There is still the IFL, EliteXC, Bodog, K1, KOC and some smaller ones.


----------



## KenpoGunz (Mar 22, 2007)

I'm not sure how I feel about this yet. I guess I'll just wait and see.


----------



## Andrew Green (Mar 22, 2007)

It's still not certain and just a rumor.  Nothing has been officially announced, so best wait and see if it even actually materializes


----------



## Andrew Green (Mar 23, 2007)

Then again....


PRIDE boss Nobuyuki Sakakibara has told his employees he is leaving the company but that all of their jobs are safe.Pride FC is on the verge of being acquired by the UFC, provided no snags take place before contracts are signed and Pride hands the keys over to UFC it looks as though its a done deal.Nobuyuki Sakakibara yesterday told several members of the U.S. Pride staff that the company is in the [process] of being sold to Lorenzo & Frank Fertitta. He said the agreement in principal is done but there are still some minor points to be worked out and the contract is not signed. Sakakibara said he would be leaving the company but that everyone would be keeping their jobs. The company would be operated separately from UFC, but obviously UFC could use any Pride fighter for a big match that it needed.

More...


----------



## mrhnau (Mar 27, 2007)

http://sports.espn.go.com/sports/news/story?id=2814235


> The majority owners of Ultimate Fighting Championship have agreed to buy their biggest mixed martial arts rival, Pride Fighting Championships, in a deal that will establish megafights among the outfits' titleholders and possibly attract huge pay-per-view audiences.


----------



## Hand Sword (Mar 27, 2007)

So, it is official now?


----------



## Andrew Green (Mar 27, 2007)

It is:

http://www.mmaweekly.com/absolutenm/templates/dailynews.asp?articleid=3676&zoneid=2


----------



## Drag'n (Mar 27, 2007)

Today a Japanese pride fighter I regularly  spar with came into the dojo confirming the rumors. Apparently they've been told that the company is going to be closed down, and they're all not sure whats happenning with their contracts, or how things are going to be run after the take over.
So the fighters are a tad anxious about whats going on.
Hopefully it'll mean bigger purses and more international exposure.


----------



## Brian R. VanCise (Mar 27, 2007)

Hopefully Pride will be able to get a TV deal in Japan and then of course a reality show to fuel the fire.


----------



## Andrew Green (Mar 27, 2007)

Brian R. VanCise said:


> Hopefully Pride will be able to get a TV deal in Japan and then of course a reality show to fuel the fire.

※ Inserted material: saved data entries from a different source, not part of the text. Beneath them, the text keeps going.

PR #528, opened 2026-04-22
fix: gate bot turn warning behind allowed_channels check

### LINKED ISSUE #529: Bug: Bot turn warning posted to threads where bot is not allowed
## Summary

Bots post `⚠️ Bot turn limit reached (20/20)` warnings in threads/channels they are **not allowed** to participate in.

## Root Cause

In `discord.rs`, the `message()` handler runs bot turn counting and warning dispatch **before** the `allowed_channels` check:

```
message() execution order:

  ① Bot turn counting + say(warning)   ← runs first, no channel check
  ② Channel gating (allowed_channels)  ← too late, ① already returned
```

Every bot instance subscribes to **all** Discord gateway events regardless of its `allowed_channels` config. When a bot message arrives:

1. `classify_bot_message()` increments the per-thread counter
2. If the counter hits the soft limit, `msg.channel_id.say(warning)` fires immediately
3. The handler `return`s — never reaches the `allowed_channels` check at line 301

This means a bot configured to only operate in Thread B will still post warnings in Thread A if Thread A hits the bot turn limit.

## Reproduction

1. Configure Bot Y with `allowed_channels` that does **not** include Thread A
2. Have multiple bots ping-pong in Thread A until 20 bot messages
3. Bot Y posts `⚠️ Bot turn limit reached (20/20)` in Thread A despite never participating there

## Expected Behavior

Only bots that are allowed in a channel/thread should post the warning message. Counting can still happen globally (to preserve the #483 invariant), but the `say()` must be gated.

## Related

- PR #528 — proposed fix
- #483 — bot turn counting runs before self-check (intentional, counting invariant should be preserved)

chaodu-agent:
## Problem

Fixes #529

Bot turn counting runs before channel gating (`allowed_channels` check) in `discord.rs`. When a thread hits the soft limit (20/20), the `WarnAndStop` branch calls `msg.channel_id.say()` **before** the handler reaches the channel permission check — then immediately `return`s.

This means bots that are **not allowed** in a channel/thread still post `⚠️ Bot turn limit reached (20/20)` warnings there, because they receive all Discord gateway events regardless of their `allowed_channels` config.

```
message() execution order:

  ① Bot turn counting + say(warning)   ← runs first, no channel check
  ② Channel gating (allowed_channels)  ← too late, ① already returned
```

## Fix

Add an `allowed_here` check before `say()` in the `WarnAndStop` branch:

```rust
let ch = msg.channel_id.get();
let allowed_here = self.allow_all_channels
    || self.allowed_channels.contains(&ch);
if msg.author.id != bot_id && allowed_here {
    let _ = msg.channel_id.say(&ctx.http, &user_message).await;
}
```

**What stays the same:**
- Bot turn counting is unchanged — ALL bot messages still count toward the per-thread limit (preserves #483 invariant)
- `SilentStop` / `return` behavior unchanged
- `allow_all_channels = true` bots are unaffected

**What changes:**
- Bots not allowed in a channel no longer post warning messages there

## Out of scope

Dedup (multiple allowed bots each posting their own warning in the same thread) is a separate issue to track independently.

### DIFF
--- a/src/discord.rs
+++ b/src/discord.rs
@@ -276,7 +276,33 @@ impl EventHandler for Handler {
                                 "soft bot turn limit reached",
                             ),
                         }
-                        if msg.author.id != bot_id {
+                        // Only post the warning if this bot is allowed in the channel/thread.
+                        // Bot turn counting intentionally runs before channel gating so ALL
+                        // bot messages are counted, but the *warning message* must respect
+                        // channel permissions — otherwise bots that never participated in a
+                        // thread will spam it with warnings.
+                        //
+                        // Must match the full thread allowlist semantics: a thread is allowed
+                        // if its own channel_id OR its parent_id is in allowed_channels.
+                        let ch = msg.channel_id.get();
+                        let mut allowed_here = self.allow_all_channels
+                            || self.allowed_channels.contains(&ch);
+                        if !allowed_here {
+                            // Thread channel_id won't be in allowed_channels directly —
+                            // check parent_id via to_channel(). Only called on the
+                            // WarnAndStop path (once per soft/hard limit hit), not on
+                            // every bot message.
+                            if let Ok(serenity::model::channel::Channel::Guild(gc)) =
+                                msg.channel_id.to_channel(&ctx.http).await
+                            {
+                                if gc.parent_id.is_some_and(|pid| {
+                                    self.allowed_channels.contains(&pid.get())
+                                }) {
+                                    allowed_here = true;
+                                }
+                            }
+                        }
+                        if msg.author.id != bot_id && allowed_here {
                             let _ = msg.channel_id.say(&ctx.http, &user_message).await;
                         }
                         return;


shaun-agent:
## OpenAB PR Screening
- Title: fix: gate bot turn warning behind allowed_channels check
- Source: https://github.com/openabdev/openab/pull/528
- Generated at: 2026-04-22T16:31:49.436Z
- Discord thread: https://discord.com/channels/1488041051187974246/1496548852772114453
<details>
## Intent

PR #528 fixes a Discord handler leak where bot-turn soft-limit warnings are emitted before channel authorization is checked. The user-visible problem is that a bot configured to stay out of certain channels or threads can still post `Bot turn limit reached` warnings there, which breaks operator expectations around `allowed_channels` and creates unwanted bot noise in disallowed spaces.

## Feat

This is a bug fix to Discord message handling. In plain terms: keep counting bot turns exactly as today, but only send the soft-limit warning if the bot is actually allowed to speak in that channel/thread.

## Who It Serves

The primary beneficiaries are Discord deployers and server operators configuring `allowed_channels`. Secondarily, Discord end users benefit because disallowed threads stop receiving stray system-like warning messages from bots that should be silent there.

## Rewritten Prompt

Update the Discord message handler so soft-limit warning delivery respects channel gating. Preserve the existing per-thread bot-turn counting invariant for all messages, including messages in disallowed channels, but prevent `WarnAndStop` from calling `say()` unless `allow_all_channels` is enabled or the current channel ID is present in `allowed_channels`. Keep `SilentStop` and early-return behavior unchanged. Add or update tests to prove that:
- turn counting still advances in disallowed channels,
- warning messages are suppressed in disallowed channels,
- warning messages still appear in allowed channels,
- `allow_all_channels = true` behavior is unchanged.

## Merge Pitch

This is a small, targeted correctness fix with low behavioral risk. It aligns runtime behavior with operator configuration without disturbing the existing counting semantics introduced for bot-turn limiting. The main reviewer concern will be whether the patch accidentally weakens the “all bot messages count” invariant from prior work; that should be answered explicitly with tests or a clear code-path explanation.

## Best-Practice Comparison

OpenClaw-relevant principles:
- Explicit delivery routing is directly relevant. This PR moves warning emission closer to that principle by ensuring the bot only delivers into channels it is configured to serve.
- Retry/backoff, durable persistence, isolated executions, and run logs are not materially relevant here because this is an in-memory message-handler guard, not a scheduler or job-runner change.

Hermes Agent-relevant principles:
- Self-contained prompts for scheduled tasks are not relevant.
- Atomic writes and file locking are not relevant.
- The closest fit is the general principle of enforcing execution boundaries early and predictably. This PR improves boundary handling, but only for one warning path rather than as a broader architectural rule.

Overall, the proposed direction matches a basic best practice shared by both systems: decide whether delivery is allowed before emitting side effects. It does not touch the more advanced durability or scheduling patterns from either reference system, and it does not need to.

## Implementation Options

### Option 1: Minimal local guard

Add an `allowed_here` check exactly in the `WarnAndStop` branch before `say()`, leaving the rest of the handler order intact.

Pros:
- Fastest to ship
- Lowest regression risk
- Preserves current control flow and invariants with minimal code churn

Cons:
- Fixes only this one side-effect path
- Leaves the broader handler ordering slightly brittle if future side effects are added before gating

### Option 2: Centralized delivery gating

Extract a helper or small utility that determines whether the bot may emit a message in the current channel, and require warning paths to go through it.

Pros:
- Still small, but more maintainable than a one-off conditional
- Reduces the chance of future permission-gating mistakes on other reply/warning paths
- Makes reviewer intent clearer

Cons:
- Slightly more code movement
- Still does not fully restructure handler flow

### Option 3: Reorder handler into “count first, side effects after authorization”

Refactor the message path so state/accounting decisions happen first, channel authorization is computed once, and all outward side effects are routed through an authorized-delivery phase.

Pros:
- Best long-term correctness model
- Makes future side-effect bugs less likely
- Easier to reason about in review

Cons:
- Larger change surface
- Higher regression risk for a bug that is otherwise narrowly scoped
- Harder to merge quickly

## Comparison Table

|---|---|---|---|---|---|---|
| 1. Minimal local guard | High | Low | Medium | Medium-Low | High for affected operators | Strong |
| 2. Centralized delivery gating | Medium-High | Medium | High | High | High for affected operators | Best balance |
| 3. Reorder handler flow | Medium-Low | High | High | High | High but indirect | Weaker near-term fit |

## Recommendation

Recommend Option 2: centralized delivery gating, or Option 1 if the goal is to merge the narrowest safe fix immediately.

For current merge discussion, the strongest practical path is: accept the narrow behavioral goal from this PR, but frame it as “warning delivery must respect channel authorization while counting remains global.” If the existing patch is truly only a localized guard and has tests proving the invariant, it is mergeable. If maintainers want one extra step of hardening without broad refactor risk, a small helper-based version is the best follow-up because it makes future reply paths less likely to repeat the same mistake.
</details>

thepagent (approved):

PR #560, opened 2026-04-24
fix(slack): use thread_ts key for multibot_threads cache lookup in handle_message

### LINKED ISSUE #556: bug(slack): streaming not disabled in multi-bot threads — wrong cache key in handle_message
### Description

`src/slack.rs:1120` — `other_bot_present` is always `false` because the `multibot_threads` cache is queried with the wrong key.

The cache is **written** in `note_other_bot_in_thread` (line 91) keyed by `thread_ts`:
```rust
cache.entry(thread_ts.to_string()).or_insert_with(tokio::time::Instant::now);
```

It is **correctly read** in `bot_participated_in_thread` (line 228) using `thread_ts`:
```rust
cache.get(thread_ts).is_some_and(|ts| ts.elapsed() < self.session_ttl)
```

But `handle_message` at line 1120 diverges and uses `channel_id` — a key that never exists in the cache:
```rust
// Bug: always false — channel_id is never a key in multibot_threads
cache.contains_key(&thread_channel.channel_id)
```

Since `use_streaming()` (line 419) returns `!other_bot_present`, streaming is permanently ON for all threads regardless of whether another bot is present. Regresses PR #535.

**Suggested fix:**
```rust
let other_bot_present = {
    let cache = adapter.multibot_threads.lock().await;
    thread_channel.thread_id.as_deref()
        .is_some_and(|ts| cache.get(ts).is_some_and(|inst| inst.elapsed() < adapter.session_ttl))
};
```

> Uses `.get(ts).is_some_and(|inst| inst.elapsed() < session_ttl)` to match the TTL-aware pattern at line 228, rather than bare `contains_key`.

### Steps to Reproduce

**Precondition:** Two bots (`openab-bot-1`, `openab-bot-2`) running in the same workspace, both members of the test channel.

1. @mention `openab-bot-1` in a channel — confirm it replies (`edited: true` in `conversations.replies` is expected at this point; only bot-1 is in the thread).
2. In the **same thread**, @mention `openab-bot-2` — get a reply. This calls `note_other_bot_in_thread` and populates the cache with the `thread_ts`.
3. In that **same thread**, @mention `openab-bot-1` again.
4. Inspect `openab-bot-1`'s reply via `conversations.replies`.

### Expected Behavior

`openab-bot-1`'s reply in step 4 should have no `edited` field — streaming must be disabled once another bot has posted in the thread.

### Environment

- Version: `openab-0.8.1-beta.3`
- Platform: Slack
- Confirmed reproduction: thread `1777050262.713699` in `#all-chuangwangfu` — `bot-1` reply after `bot-2` posted still returned `edited: true`
- Tested with: two live bot instances against Slack API

antigenius0910:
## Summary

Fixes the wrong cache key used in `handle_message` when computing `other_bot_present`, which caused streaming to never be disabled in multi-bot threads.

- `multibot_threads` cache is written with `thread_ts` as key (`note_other_bot_in_thread`, line 91)
- `bot_participated_in_thread` (line 228) reads it correctly with `thread_ts`
- `handle_message` (line 1120) was reading with `channel_id` — a key that never exists — so `other_bot_present` was permanently `false` and `use_streaming()` always returned `true`

**Fix:** use `thread_channel.thread_id` with the same TTL-aware pattern as line 228.

Fixes openabdev/openab#556

Discord Discussion URL: https://discord.com/channels/1491295327620169908/1496961096182006023/1497313281000603819

## Test plan

E2E verified on fork branch `bugfix/556-multibot-cache-key` with two live bot instances against Slack API:

- [x] bot-1 replies in a fresh thread → `edited: true` (streaming ON — correct, only bot-1 in thread)
- [x] bot-2 posts in same thread → `note_other_bot_in_thread` populates cache with `thread_ts`
- [x] bot-1 replies again in same thread → **no `edited` field** (streaming OFF — fix confirmed)

### DIFF
--- a/src/slack.rs
+++ b/src/slack.rs
@@ -1117,7 +1117,8 @@ async fn handle_message(
     let adapter_dyn: Arc<dyn ChatAdapter> = adapter.clone();
     let other_bot_present = {
         let cache = adapter.multibot_threads.lock().await;
-        cache.contains_key(&thread_channel.channel_id)
+        thread_channel.thread_id.as_deref()
+            .is_some_and(|ts| cache.get(ts).is_some_and(|inst| inst.elapsed() < adapter.session_ttl))
     };
     if let Err(e) = router
         .handle_message(&adapter_dyn, &thread_channel, &sender_json, &prompt, extra_blocks, &trigger_msg, other_bot_present)
--- a/test.txt
+++ b/test.txt
@@ -1,0 +1,1 @@
+test file
--- a/test.txt
+++ b/test.txt
@@ -1,1 +1,0 @@
-test file


shaun-agent:
## OpenAB PR Screening
- Title: fix(slack): use thread_ts key for multibot_threads cache lookup in handle_message
- Source: https://github.com/openabdev/openab/pull/560
- Generated at: 2026-04-24T20:32:22.010Z
- Discord thread: https://discord.com/channels/1488041051187974246/1497334261278052404
<details>
## Intent

This PR fixes a Slack thread-state bug in multi-bot conversations. The visible problem is that once a second bot joins a Slack thread, OpenAB should stop using streaming edits for follow-up replies, but `handle_message` was checking `multibot_threads` with `channel_id` instead of the thread key (`thread_ts`), so the lookup always missed and streaming stayed enabled when it should have been disabled.

## Feat

This is a bug fix in Slack thread handling. In plain language: make multi-bot thread detection actually work inside `handle_message` by reading the cache with the same `thread_ts` key used everywhere else, so reply behavior matches the intended non-streaming fallback in shared bot threads.

## Who It Serves

The primary beneficiary is Slack end users in channels where more than one bot can participate in the same thread. It also helps maintainers and runtime operators by restoring consistent, predictable thread behavior instead of a silent logic mismatch.

## Rewritten Prompt

Fix Slack multi-bot thread detection in `src/slack.rs` so `handle_message` looks up `multibot_threads` by the thread identifier (`thread_ts` / thread id), not `channel_id`. Reuse the same TTL-aware cache access pattern already used by `bot_participated_in_thread`, and verify that when a second bot has been recorded in a thread, subsequent replies in that thread disable streaming. Remove any stray non-product files from the PR unless they are intentionally required for testing.

## Merge Pitch

This is a small, high-confidence correctness fix for a user-visible Slack behavior bug. The risk is low because it aligns one incorrect read path with the existing write path and another already-correct read path; the main reviewer concern will be whether the change is fully covered by a regression test and whether `test.txt` is accidental noise that should be dropped before merge.

## Best-Practice Comparison

OpenClaw principles that matter here:
- Explicit delivery routing is relevant: thread-scoped behavior should be keyed by the actual thread identifier, not a broader channel identifier.
- Retry/backoff, durable job persistence, isolated executions, and run logs are mostly not relevant for this narrow in-memory cache bug.

Hermes Agent principles that matter here:
- Atomic writes and file locking are not directly relevant because this PR is not about persisted scheduler state.
- The relevant principle is consistency of state access: the same unit of state should be written and read with the same key shape.
- The “fresh session per scheduled run” and self-contained scheduled prompts are not relevant to this Slack runtime path.

Net: this PR is less about distributed-system durability and more about basic state-key correctness. It aligns with both reference systems only in the sense that state ownership and lookup keys must be explicit and consistent.

## Implementation Options

### Option 1: Minimal key fix

Change only the `handle_message` lookup to use `thread_ts` / thread id with the same TTL-aware read pattern used elsewhere. Keep behavior and cache structure unchanged.

### Option 2: Balanced cleanup around thread cache access

Fix the key mismatch and also refactor `multibot_threads` access behind a small helper so reads and writes all go through one thread-keyed API. Add a focused regression test for the “second bot disables streaming” path.

### Option 3: Stronger thread-state model

Replace the ad hoc cache access with a dedicated thread participation state object or service that owns bot participation checks, expiration, and streaming eligibility decisions. Add broader tests for fresh thread, single-bot thread, multi-bot thread, and TTL expiry behavior.

## Comparison Table

|---|---|---|---|---|---|---|
| 1. Minimal key fix | Fastest | Low | Medium | Medium | High immediate fix | Strong |
| 2. Helper + regression test | Fast | Medium | High | High | High immediate fix | Best |
| 3. Thread-state model | Slowest | High | Highest long-term | Highest long-term | High but delayed | Weak for this PR size |

## Recommendation

Option 2 is the right path for merge discussion. The core bug is small, but this is exactly the kind of bug that reappears when state reads and writes are duplicated across a file, so a tiny helper plus one regression test gives a much better merge artifact than a one-line patch alone.

If the contributor wants to keep this PR narrowly scoped, split it into:
1. the key fix plus test as the mergeable change,
2. any broader cleanup as follow-up.

Also, `test.txt` should be treated as suspicious unless there is a clear reason to keep it.
</details>

PR #622, opened 2026-04-28
test(gateway): add coverage for hybrid LINE reply/push dispatch

### LINKED ISSUE #620: test(gateway): add coverage for hybrid LINE reply/push dispatch
Context

PR #608 implements the hybrid LINE reply/push strategy in `gateway/src/main.rs`, and the code has been reviewed and accepted. What is still missing is focused gateway-level test coverage for the dispatch behavior.

Why

The current confidence comes primarily from code review plus existing build/test signals, not from automated tests around the new reply-token cache and fallback control flow. This area is correctness-sensitive because it decides when to use the free Reply API, when to fall back to Push API, and when *not* to fall back to avoid duplicate delivery.

Requested tests

- cache hit: uses LINE Reply API and does not call Push API
- cache miss: falls back to Push API
- expired cached token: falls back to Push API
- Reply API 400 with invalid/expired reply token semantics: falls back to Push API
- Reply API 5xx: does not fall back to Push API to avoid duplicate delivery
- Reply API network/timeout error: does not fall back to Push API to avoid duplicate delivery

Suggested scope

- Extract the LINE dispatch branch into a testable helper if needed
- Keep the tests local to the gateway crate / module
- Prefer explicit assertions about whether Reply or Push was attempted

Related

- PR #608
- PR #619

chaodu-agent:

Issue #620 — the hybrid LINE reply/push strategy from PR #608 lacks focused test coverage for the dispatch decision logic. This is correctness-sensitive because it decides when to use the free Reply API, when to fall back to Push API, and when *not* to fall back to avoid duplicate delivery.

Closes #620

## Proposed Solution

1. **Extract `dispatch_line_reply()`** — pulled the LINE dispatch branch out of the WebSocket recv_task closure into a standalone async function with an `api_base` parameter for testability.

2. **6 test cases** using `wiremock` for HTTP mocking with scoped expectations (`expect(N)` auto-verified on drop):

| Test | Scenario | Expected |
|------|----------|----------|
| `cache_hit_uses_reply_api` | Valid cached token | Reply API ✓, Push API ✗ |
| `cache_miss_uses_push_api` | No token in cache | Reply API ✗, Push API ✓ |
| `expired_token_uses_push_api` | Token older than TTL | Reply API ✗, Push API ✓ |
| `reply_400_invalid_token_falls_back_to_push` | Reply returns 400 "Invalid reply token" | Reply API ✓, Push API ✓ |
| `reply_5xx_does_not_fallback` | Reply returns 500 | Reply API ✓, Push API ✗ |
| `reply_network_error_does_not_fallback` | Connection refused | Reply API attempted, Push API ✗ |

## Why this approach?

- Extracting the function with an `api_base` parameter is the minimal refactor needed to make the logic testable without changing behavior.
- `wiremock` scoped mocks verify both positive (was called) and negative (was NOT called) expectations, which is critical for the "no fallback on 5xx/network error" safety invariant.

## Test Plan

- [x] `cargo build` passes
- [x] `cargo test` passes — all 6 tests green
- [x] No new warnings introduced (existing warnings are pre-existing: unused reply_tx/reply_rx, dead code is_forum)


chaodu-agent:
Superseded by #623 — rebased onto a clean branch from main to remove unrelated diff noise.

I don't know...  have you seen many Japanese gameshows that involve "challenges"...  Prides version of TUF could come out pretty wacky


----------



## mrhnau (Mar 27, 2007)

Andrew Green said:


> I don't know...  have you seen many Japanese gameshows that involve "challenges"...  Prides version of TUF could come out pretty wacky



ninja warrrior perhaps? that show rocks! Pride versions of TUF could be fun, especially if they find some way to mix the show with the UFC version... perhaps let the finale be the weight champs from UFC and Pride fighting? Just need to a find a compromise on rules/ring


----------



## Andrew Green (Mar 27, 2007)

One good thing in there is this:



> Fertitta said, "Bottom line, I'm a huge fan of MMA. This is not about business. This is not about making money. This is about putting together the dream fights that me and you as fans have always wanted to see." Fertitta continued, "The UFC is like my baby, and now I have another and I love both just the same."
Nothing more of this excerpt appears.